Comment by lumost

1 day ago

For equal capability tokens, there has been about a 10x drop in cost every 6 months.

We are still chasing the best because the best is moving rapidly, but it’s a simple thought experiment to work out what the cost to serve an 8B model from 2 years ago is in a world of 2T models.

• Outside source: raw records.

Issue #65449, opened 2023-05-03
GCC13 build error: possibly dangling reference to a temporary


tim110011:
### Describe the bug

On fedora 38, build CDDA using GCC13 failed, clang works.
Make flags:
    -j8
    CLANG=0
    CCACHE=1
    RELEASE=1
    LTO=1
    TILES=1
    SOUND=1
    LOCALIZE=1
    LANGUAGES=zh_CN
    DYNAMIC_LINKING=0
    RUNTESTS=0
    -march=native

### Attach save file

src/action.cpp: In function ‘bool can_examine_at(const tripoint&, bool)’:
src/action.cpp:673:19: 错误：possibly dangling reference to a temporary [-Werror=dangling-reference]
  673 |     const furn_t &xfurn_t = here.furn( p ).obj();
      |                   ^~~~~~~
src/action.cpp:673:47: 附注：the temporary was destroyed at the end of the full expression ‘(& here)->map::furn((* & p)).int_id<furn_t>::obj()’
  673 |     const furn_t &xfurn_t = here.furn( p ).obj();
      |                             ~~~~~~~~~~~~~~~~~~^~
src/action.cpp:674:18: 错误：possibly dangling reference to a temporary [-Werror=dangling-reference]
  674 |     const ter_t &xter_t = here.ter( p ).obj();
      |                  ^~~~~~
src/action.cpp:674:44: 附注：the temporary was destroyed at the end of the full expression ‘(& here)->map::ter((* & p)).int_id<ter_t>::obj()’
  674 |     const ter_t &xter_t = here.ter( p ).obj();
      |                           ~~~~~~~~~~~~~~~~~^~
在文件作用域：
cc1plus: 附注：unrecognized command-line option ‘-Wno-unknown-warning-option’ may have been intended to silence earlier diagnostics
cc1plus：所有的警告都被当作是错误
make: *** [Makefile:975: obj/tiles/action.o] Error 1
make: *** 正在等待未完成的任务....
src/activity_item_handling.cpp: In function ‘activity_reason_info can_do_activity_there(const activity_id&, Character&, const tripoint_bub_ms&, int)’:
src/activity_item_handling.cpp:1344:31: 错误：possibly dangling reference to a temporary [-Werror=dangling-reference]
 1344 |                 const recipe &r = recipe_dictionary::get_uncraft( ( i.typeId() == itype_disassembly ) ?
      |                               ^
[...]

PR #65542, opened 2023-05-08
Disable buggy warnings

Arkaeriit:
#### Summary
Infrastructure "Fix GCC warnings"

#### Purpose of change
When compiling the game, a lot of warnings (especial dangling reference warnings) were triggered. This is probably because I am using GCC 13.

#### Describe the solution
I performed some slight modifications to the code that don't change the final behavior but that please the compiler.

#### Testing
I tested in game the result of those changes to ensure that the game behavior is unchanged.

### DIFF
--- a/Makefile
+++ b/Makefile
@@ -110,7 +110,8 @@ WARNINGS = \
   -Wunused-macros \
   -Wzero-as-null-pointer-constant \
   -Wno-unknown-warning-option \
-  -Wno-dangling-reference
+  -Wno-dangling-reference \
+  -Wno-c++20-compat
 # Uncomment below to disable warnings
 #WARNINGS = -w
 DEBUGSYMS = -g
--- a/Makefile
+++ b/Makefile
@@ -109,7 +109,8 @@ WARNINGS = \
   -Wsuggest-override \
   -Wunused-macros \
   -Wzero-as-null-pointer-constant \
-  -Wno-unknown-warning-option
+  -Wno-unknown-warning-option \
+  -Wno-dangling-reference
 # Uncomment below to disable warnings
 #WARNINGS = -w
 DEBUGSYMS = -g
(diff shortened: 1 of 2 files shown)


irwiss:
How does this affect performance?

At a glance this will switch a ton of valid references (at least for the lifetime of their call site) to making copies, for example stuff like map::get_known_connections will now potentially copy ter_t(vector + 2 sets + minor stuff) in an inner loop and itself is called in a loop, the change in output.cpp seems just plain weird

Arkaeriit:
Hi irwiss.

I am quite a beginner at C++ so I might be doing some bad mistakes. If I understand the issue, GCC is not happy with using references from the chain of function calls as something needed for the rest of the function.

The performance cost of my solution is indeed quite bad. Thank you for pointing it out, I will try to find a better way.

What is the issue with the change in output.cpp? As I am not very accustomed with C++, there might be something I am missing.

irwiss:
string_id and int_id act like pointers in this codebase(react to operator* and arrow), they'll call the .obj() to return a reference to the pointed-at object, these objects are valid after json data is loaded (happens just before savegame data loads), until game quits to main menu, i don't know of any exceptions to this

I'm not sure what gcc13 complains about as i don't use it but likely the solution is to squelch that particular warning, either in makefile or somehow annotate .obj() function

the output.cpp change is weird because you change from (allegedly) dangling reference warning to (allegedly) a dangling pointer, if that pleases the compiler then the compiler seems to be wrong

Arkaeriit:
I disabled that warning in the makefile. Is that what you wanted?

irwiss:
That's one way although that completely eliminates even the may be valid results

May be wrapping the specific function that raises the false positives in push/ignored/pop pragmas is an option, cursory google search appears to return a bunch of projects that resorted to pragma wraps for view/reference wrapper kind of classes

i'm not sure why it's specifically ter/furn it complains about though, as it should complain about all types going through generic_factory::obj() 🤷‍♂️

andrei8l:
> That's one way although that completely eliminates even the may be valid results

`-Wdangling-reference` is very broken as evidenced by the numerous upstream bug reports and ASan will catch any valid issue anyway. Disabling the warning is the right solution for now.

Fixes #65449

I would also add `-Wno-c++20-compat` even though you've fixed the only trigger.

PR #50, opened 2014-10-20
Always use workers under the hood to execute commands.

MarcCote:
By default, the number of workers is set to the number of commands to be executed.

Using `-p`, one can set the number of workers to use.


MarcCote:
Ok, now that issue #59 is closed, is something missing for this PR?

MarcCote:
I guess I'll create a new PR. Anyway, I should rebase master first.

Note: parameter counts are illustrative. Concretely, qwen3.6 27B delivers opus 4.5 capability at 1/27th the cost on openrouter. Single chip llama3 8b performance can exceed 17k tokens/sec.

4 comments

lumost

byzantinegene 13 hours ago

8B models would be consider obsolete in the world of 2T models, at least if we're talking about the competitiveness of OpenAI/Anthropic. The only reason why they are valued so highly is their supposed dominance at the top end.

lumost 6 hours ago

The main story of agent use cases is in enterprise so far. An enterprise will only pay for a model capable of handling the task and no more. Most enterprise's see no need to hire PhDs as factory line workers.
Coding is an interesting case as [1] the pace of progress has been absurd and [2] it's hard to put an upper bound on required capability. However hard to put a bound on and will are different, it's quite possible that the average engineer will cease to see the benefit of rapid progress - or that their employer will be satisfied with lower tier models.
How smart of a model do you need to build a high quality CRUD app for internal users? Or build a scalable web service?

joshuahedlund 8 hours ago

> For equal capability tokens, there has been about a 10x drop in cost every 6 months

Is this still happening? Opus 4.5 was six months ago, can you get its capabilities for 1/10 cost now? Are we on track to get the same for 4.6 in a couple months?

lumost 6 hours ago

Pretty much, Kimi K2.6 is opus 4.6 quality for coding. If you include discounts due to more efficient input caching it is around 1/10th of opus4.6.
https://openrouter.ai/moonshotai/kimi-k2.6
The march of cost efficiency moves on.